- Saved entries
PR #17912, opened 2026-08-06
feat(core)!: adopt RFC 9457 problem details as the single API error format

fhussonnois:
### ✨ Description

Adopts [RFC 9457 Problem Details](https://www.rfc-editor.org/rfc/rfc9457.html) as the **single** error representation of the Kestra API, served as `application/problem+json`.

- TASK REQUIREMENTS
Write every entry out again exactly.

- RESPONSE
PR #17912, opened 2026-08-06
feat(core)!: adopt RFC 9457 problem details as the single API error format

fhussonnois:
### ✨ Description

Adopts [RFC 9457 Problem Details](https://www.rfc-editor.org/rfc/rfc9457.html) as the **single** error representation of the Kestra API, served as `application/problem+json`.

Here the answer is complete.